Хотя, на самом деле, для настоящего психодиагностика, данный набор говорил, возможно, о наличии акцентуаций, или, что ещё хуже, о психопатиях у самого автора, но Тому этого было недостаточно.
Выйдя на улицу, на чистый, ухоженный переулок, среди обитателей которого врятли имелись девиантные личности – хозяева местных квартирок были как из среднего, рабочего, так и из класса повыше, абсолютно ничем не увлекающееся, да и по вызовам это место было одним из самых тихих – Томас подошёл к автомобилю – внутри него, совершенно невинно, опёршись на стеклянную поверхность окна, сопела его спутница, покой которой он, в душе, так не хотел нарушить. Но в этот раз хладнокровие и бестактность взяли верх, и Томас с шумом открыл дверь, практически «по-мужски» подтолкнув спящую за ляшку. Софья встрепенулась, мгновенно застыдив саму себя за то, что позволила своей воле уснуть в чужой машине – но затем обратила на Тома непонятливый взгляд, который относился к жесту с его стороны. Нелепое молчание прервалось вопросом детектива о дальнейшем пункте назначения мисс Радищевой – имеет ли она желание двинуться с ним обратно, в участок, ради свидания с младшим братом, либо же отвезти её домой – Том украдкой хотел узнать адрес Софьи от неё самой.

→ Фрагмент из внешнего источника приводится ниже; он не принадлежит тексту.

PR #726, opened 2021-07-30
Fix PyAlbany stackedTimers when more than 1 problem is used

kliegeois:
It has been observed that when more than one PyAlbany problem is created, the stackedTimer can be printed correctly only for the last created problem.

This PR fixes this issue; the stackedTimer can be correctly printed for all the created PyAlbany problems.

The tests passed correctly on Blake.

### DIFF
--- a/PyAlbany/src/Albany_Interface.cpp
+++ b/PyAlbany/src/Albany_Interface.cpp
@@ -78,10 +78,10 @@ PyProblem::PyProblem(std::string filename, Teuchos::RCP<PyParallelEnv> _pyParall
     PrintPyHeader(*out);
 
     stackedTimer = Teuchos::rcp(
-        new Teuchos::StackedTimer("Albany Total Time"));
+        new Teuchos::StackedTimer("PyAlbany Total Time"));
     Teuchos::TimeMonitor::setStackedTimer(stackedTimer);
 
-    stackedTimer->start("Albany: Setup Time");
+    stackedTimer->start("PyAlbany: Setup Time");
 
     comm = this->pyParallelEnv->comm;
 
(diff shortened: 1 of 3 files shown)


PyAlbany/src/Albany_Interface.cpp
```diff
@@ -434,6 +434,8 @@ Teuchos::RCP<PyTrilinosMultiVector> PyProblem::getReducedHessian(const int g_ind
 
 void PyProblem::performSolve()
 {
+    if (Teuchos::TimeMonitor::getStackedTimer() != stackedTimer)
+        Teuchos::TimeMonitor::setStackedTimer(stackedTimer);
```
mperego, line 438: Naive question, why do you need to check whether the stacked timers are the same, why don't you simply set it?

mperego (approved):
Looks good. Thanks!

PyAlbany/src/Albany_Interface.cpp
kliegeois: I thought that it would be best not to set the stackedTimer if it was already set correctly. But I have no strong feelings about that to be honest.

kliegeois:
@jewatkins @mcarlson801 this PR includes an example on how to access timers on levels deeper than the level 0 of the stackedTimer:
```
        setup_time_2 = stackedTimer.findBaseTimer("PyAlbany Total Time@PyAlbany: Setup Time").accumulatedTime()
        setup_time_fix_node_sharing = stackedTimer.findBaseTimer("PyAlbany Total Time@PyAlbany: Setup Time@Albany Setup: fix_node_sharing").accumulatedTime()
```
This should resolve the issue discussed during our last meeting.

kliegeois:
@mperego I updated all the timer names in PyAlbany to be "PyAlbany..." instead of "Albany...".

mperego (approved):
looks good to me. Thanks!!

jewatkins:
Thanks!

Услышав о предложении свидания с Карлом, девушка выдохнула, вероятно, от ожидания в течение всего вечера данных слов, и тотчас согласилась на первый вариант.
В деле появилось ещё одно лицо – Даниель Чарльз Хьюз. По карте – тридцатисемилетний, неженатый безработный, не раз чалившийся в психиатрических пансионатах. Как позже выяснилось, из анамнезов – изначально перспективный малый, потерявший всю собранность после исключения из колледжа – данный поворот событий в судьбе заставил его пристраститься к алкоголю, а точнее, к одиночным запоям, внутри своей комнаты – одной из комнат в квартире матери, с которой жил по сей день.
Интересная личность, раз его под собственную опеку взяла Алиса – думал Том, и в его планах уже было посетить шоссе Финсера, дом одиннадцатый, где проживала матушка пациента – вдова миссис Ребекка Джулиа Хьюз. Не хотелось бы печалить её столь отрицательным известием, но Том был обязан.
Всё ещё полный, видимо, неиссякаемой энергии, Томас вылетел из автомобиля, припарковавшись у отделения. София же медленно выползла на улицу, с трудом захлопнув кажущуюся ей тяжеленной дверь.
После прохождения кордона, они сразу направились на нижние этажи, к камерам, где Томас попросил оставить офицера свою спутницу, Карла и самого детектива наедине – офицер остался стеречь входную дверь, а Томас же зашёл за гезелловское стекло, о чём, как думал он сам, не подозревала посетительница.